Gansterer Margaretha, Hartl Richard F
Department for Business Administration, University of Vienna, Oskar-Morgenstern-Platz 1, 1090 Vienna, Austria.
OR Spectr. 2018;40(3):613-635. doi: 10.1007/s00291-018-0516-4. Epub 2018 Mar 29.
In horizontal collaborations, carriers form coalitions in order to perform parts of their logistics operations jointly. By exchanging transportation requests among each other, they can operate more efficiently and in a more sustainable way. This exchange of requests can be organized through combinatorial auctions, where collaborators submit requests for exchange to a common pool. The requests in the pool are grouped into bundles, and these are offered to participating carriers. From a practical point of view, offering all possible bundles is not manageable, since the number of bundles grows exponentially with the number of traded requests. We show how the complete set of bundles can be efficiently reduced to a subset of attractive ones. For this we define the Bundle Generation Problem (BuGP). The aim is to provide a reduced set of offered bundles that maximizes the total coalition profit, while a feasible assignment of bundles to carriers is guaranteed. The objective function, however, could only be evaluated whether carriers reveal sensitive information, which would be unrealistic. Thus, we develop a proxy for the objective function for assessing the attractiveness of bundles under incomplete information. This is used in a genetic algorithms-based framework that aims at producing attractive and feasible bundles, such that all requirements of the BuGP are met. We achieve very good solution quality, while reducing the computational time for the auction procedure significantly. This is an important step towards running combinatorial auctions of real-world size, which were previously intractable due to their computational complexity.

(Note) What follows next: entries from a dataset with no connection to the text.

PR #105, opened 2017-06-29
Add timeline APIs and Models

mikenevi:


Example/healthvault-ios-sdk/ViewControllers/Timeline/MHVTimelineSnapshotViewController.m
```diff
@@ -0,0 +1,89 @@
...
+@property (strong, nonatomic) IBOutlet UITextField *numberOfTasksLabel;
+@property (strong, nonatomic) IBOutlet MHVStatusLabel *statusLabel;
+
+@end
+
+@implementation MHVTimelineSnapshotViewController
+
+- (id)initWithTypeClass:(Class)typeClass useMetric:(BOOL)metric
+{
+    self = [super init];
```
namalu, line 41: nit: We usually check if self is nil before setting properties on it. There is a rare possibility that the [super init] would return nil.

if (self)
{
    MHVConfiguration *config = MHVFeaturesConfiguration.configuration;
    self.connection = [[MHVConnectionFactory current] getOrCreateSodaConnectionWithConfiguration:config];
}

HealthVault/Classes/Models/MHVDateTimeBase.h
```diff
@@ -0,0 +1,30 @@
...
+// limitations under the License.
+
+#import <Foundation/Foundation.h>
+#import "MHVModelBase.h"
+
+@interface MHVDateTimeBase : MHVModelBase
+
+@property (nonatomic, strong) NSDate* date;
+
+- (NSString*)getDateFormatString;
```
namalu: In objective-c we don't use a lot of 'get' prefixes. There are a few methods where we use this to have consistent naming with the OneSDK, if this is one of them then we should leave it. Otherwise, 'dateFormatString' would be more in line with the language.

HealthVault/Classes/Models/MHVDateTimeBase.m
```diff
@@ -0,0 +1,51 @@
...
+- (instancetype)initWithObject:(id)object objectParameters:(NSObject *)parameters
+{
+    NSDateFormatter *dateFormatter = [NSDateFormatter new];
+    [dateFormatter setDateFormat:[self getDateFormatString]];
+    [dateFormatter setTimeZone:[NSTimeZone timeZoneForSecondsFromGMT:0]];
+    
+    self = [super init];
+    if (self)
+    {
+        self.date = [dateFormatter dateFromString:object];
```
namalu: instead of id should we type the parameter? It appears that object is a string we should type it appropriately. If this is some limitation with the auto-generated code, we should do a check to make sure the object is the correct class before passing it off as a string.

namalu (approved):

HealthVault/Classes/Models/MHVDateTimeBase.h
mikenevi: right, fixing.

HealthVault/Classes/Models/MHVDateTimeBase.m
mikenevi: Not a limitation of the auto-gen code. The function is inherited from MHVModelBase - I should actually remove the declaration from the .h file. Since it's overriding, I probably shouldn't change the parameter type. I'll add a check for the class.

The strengths but also the limitations of the proposed approach are discussed.
在横向合作中,运输公司结成联盟以便共同开展部分物流业务。通过相互交换运输请求,它们能够更高效且更可持续地运营。这种请求交换可以通过组合拍卖来组织,即合作伙伴将交换请求提交到一个公共池中。池中的请求被组合成捆绑包,然后提供给参与的运输公司。从实际角度来看,提供所有可能的捆绑包是不可行的,因为捆绑包的数量会随着交易请求的数量呈指数增长。我们展示了如何将完整的捆绑包集有效地缩减为一组有吸引力的子集。为此,我们定义了捆绑包生成问题(BuGP)。其目的是提供一组精简的捆绑包,在确保为运输公司分配可行捆绑包的同时,使联盟总利润最大化。然而,只有在运输公司披露敏感信息的情况下才能评估目标函数,而这是不现实的。因此,我们开发了一个目标函数的代理,用于在信息不完整的情况下评估捆绑包的吸引力。这被用于一个基于遗传算法的框架中,该框架旨在生成有吸引力且可行的捆绑包,从而满足BuGP的所有要求。我们在显著减少拍卖程序计算时间的同时,实现了非常好的求解质量。这是朝着运行实际规模的组合拍卖迈出的重要一步,这类拍卖由于计算复杂性,以前是难以处理的。本文还讨论了所提方法的优点和局限性。